▶ **SUPPLIED INFORMATION**
PR #621, opened 2024-07-09
CXXCBC-525: Columnar - open cluster connection in background

thejcfactor:
Motivation
==========
Columnar SDKs takes a different approach to connect. So that wrapper SDKs can still utilize the majority of the I/O functionality in the C++ client, the Columnar connect changes should be added.

Changes
=======
* Add path to allow SDKs to open and bootstrap a cluster in the background
* Add "infinite" retries when bootstrapping
* Add config_tracker
* Add functionality to track bootstrap failure/success
* Add deferred queue for HTTP requests

### DIFF
--- a/CMakeLists.txt
+++ b/CMakeLists.txt
@@ -14,6 +14,11 @@ if(NOT DEFINED COUCHBASE_CXX_CLIENT_MASTER_PROJECT)
   endif()
 endif()
 
+option(COUCHBASE_CXX_CLIENT_COLUMNAR "Build with Columnar additions" FALSE)
+if(COUCHBASE_CXX_CLIENT_COLUMNAR)
+  message(STATUS "COUCHBASE_CXX_CLIENT_COLUMNAR=${COUCHBASE_CXX_CLIENT_COLUMNAR} building with Columnar additions.")
+endif()
+
 project(
   couchbase_cxx_client
   VERSION "1.0.0"
@@ -226,6 +231,7 @@ set(couchbase_cxx_client_FILES
     core/io/mcbp_message.cxx
     core/io/mcbp_parser.cxx
     core/io/mcbp_session.cxx
+    core/io/config_tracker.cxx
     core/key_value_config.cxx
     core/management/analytics_link_azure_blob_external.cxx
     core/management/analytics_link_couchbase_remote.cxx
--- a/core/cluster.cxx
+++ b/core/cluster.cxx
@@ -15,7 +15,7 @@
  *   limitations under the License.
  */
 
-#include "couchbase/build_config.hxx"
+#include <couchbase/build_config.hxx>
 
 #include "cluster.hxx"
 
@@ -24,6 +24,9 @@
 #include "core/impl/get_replica.hxx"
 #include "core/impl/lookup_in_replica.hxx"
 #include "core/impl/observe_seqno.hxx"
+#ifdef COUCHBASE_CXX_CLIENT_COLUMNAR
+#include "core/io/config_tracker.hxx"
+#endif
 #include "core/io/http_command.hxx"
 #include "core/io/http_session_manager.hxx"
 #include "core/io/mcbp_command.hxx"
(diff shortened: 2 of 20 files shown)


CMakeLists.txt
```diff
@@ -14,6 +14,11 @@ if(NOT DEFINED COUCHBASE_CXX_CLIENT_MASTER_PROJECT)
   endif()
 endif()
 
+option(COUCHBASE_CXX_CLIENT_COLUMNAR "Build with Columnar additions" FALSE)
```
avsej, line 17: We need CI build with this option to track regressions during future changes.

avsej (commented):
In general look. I would merge it if tests pass and CI had some verification for `COUCHBASE_CXX_CLIENT_COLUMNAR=ON` in the matrix

CMakeLists.txt
thejcfactor: Agreed -- added a path to build Columnar 'things' in the latest patchset.

core/cluster.cxx
```diff
@@ -276,6 +289,64 @@ class cluster_impl : public std::enable_shared_from_this<cluster_impl>
...
+    } else {
+      if (origin_.options().enable_metrics) {
+        meter_ = std::make_shared<metrics::logging_meter>(ctx_, origin_.options().metrics_options);
+      } else {
+        meter_ = std::make_shared<metrics::noop_meter>();
+      }
+    }
+    meter_->start();
+    session_manager_->set_tracer(tracer_);
+    session_manager_->set_dispatch_timeout(origin_.options().dispatch_timeout);
```
DemetrisChr, line 338: We might need to also set the dispatch timeout in the standard `open()` as well. Right now, if you build the SDK with `COUCHBASE_CXX_CLIENT_COLUMNAR` but use `open` instead of `open_in_background` all operations time out because the dispatch timeout is 0.

core/http_component.cxx
```diff
@@ -182,20 +258,91 @@ class http_component_impl
...
 
+    if (!session->is_connected()) {
+      session_manager->connect_then_send_pending_op(
+        session,
+        {},
+#ifdef COUCHBASE_CXX_CLIENT_COLUMNAR
+        op->dispatch_deadline_expiry(),
+#endif
+        op->deadline_expiry(),
+        [op = std::move(op)](std::error_code ec, std::shared_ptr<io::http_session> http_session) {
```
DemetrisChr, line 276: `op` shouldn't be moved here, since we are later returning it from `do_http_request` - we can just copy it instead

core/http_component.cxx
```diff
@@ -182,20 +258,91 @@ class http_component_impl
...
+    if (session_manager->last_bootstrap_error().has_value()) {
+      return tl::unexpected(session_manager->last_bootstrap_error().value().ec);
+    }
+    pending_op->start([callback = std::move(callback)](auto resp, auto ec) mutable {
+      callback(std::move(resp), ec);
+    });
+    // TODO:  client_context_id?
+    CB_LOG_DEBUG(R"(Adding pending HTTP operation to deferred queue: {})",
+                 pending_op->request().service);
+    session_manager->add_to_deferred_queue([op = std::move(pending_op),
```
DemetrisChr, line 305: Similar here, `pending_op` shouldn't be moved here as it's being returned from this method.

core/cluster.cxx
thejcfactor: Hmmm, interesting.  Why would someone build w/ `COUCHBASE_CXX_CLIENT_COLUMNAR` and _not_ use `open_in_background()`?  That would violate (seems like maybe a harsh word 😆) the RFC right?

core/http_component.cxx
thejcfactor: Ahh, thanks!  Will update 👍

core/http_component.cxx
thejcfactor: Ahh, thanks!  Will update 👍

core/cluster.cxx
DemetrisChr: In my opinion, the code hidden behind `COUCHBASE_CXX_CLIENT_COLUMNAR` should be an extension to the existing core, so building with it ideally should not break existing non-columnar behaviour. I think if we don't want `open` to be used with `COUCHBASE_CXX_CLIENT_COLUMNAR` maybe instead of having a separate `open_in_background` we should just have two versions of `open` with `#ifdef #else #endif`?

The reason I raised this is because our testing setup tries to do `cluster_describe` request in order to get the server version etc., and that fails with a timeout because of this at the moment.

avsej: Lets think about it as "experimental" code for early preview. Now we have CI checking that both versions are buildable, and after merge we can iterate on the test coverage with the final goal of fusing all code paths into single version.

avsej (approved):

PR #622, opened 2024-07-09
configure cppcheck

avsej:


core/transactions/forward_compat.cxx
```diff
@@ -97,13 +100,14 @@ struct forward_compat_protocol_requirement : public forward_compat_requirement {
 struct forward_compat_extension_requirement : public forward_compat_requirement {
   std::string extension_id;
 
-  forward_compat_extension_requirement(forward_compat_behavior_full b, const std::string ext)
+  forward_compat_extension_requirement(forward_compat_behavior_full b, std::string ext)
     : forward_compat_requirement(b)
-    , extension_id(ext)
+    , extension_id(std::move(ext))
```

▶ **TASK TO CARRY OUT**
Using the listing above, show each line with the word "would" in it.

▶ **RESPONSE TO THE EXERCISE**
In general look. I would merge it if tests pass and CI had some verification for `COUCHBASE_CXX_CLIENT_COLUMNAR=ON` in the matrix
thejcfactor: Hmmm, interesting.  Why would someone build w/ `COUCHBASE_CXX_CLIENT_COLUMNAR` and _not_ use `open_in_background()`?  That would violate (seems like maybe a harsh word 😆) the RFC right?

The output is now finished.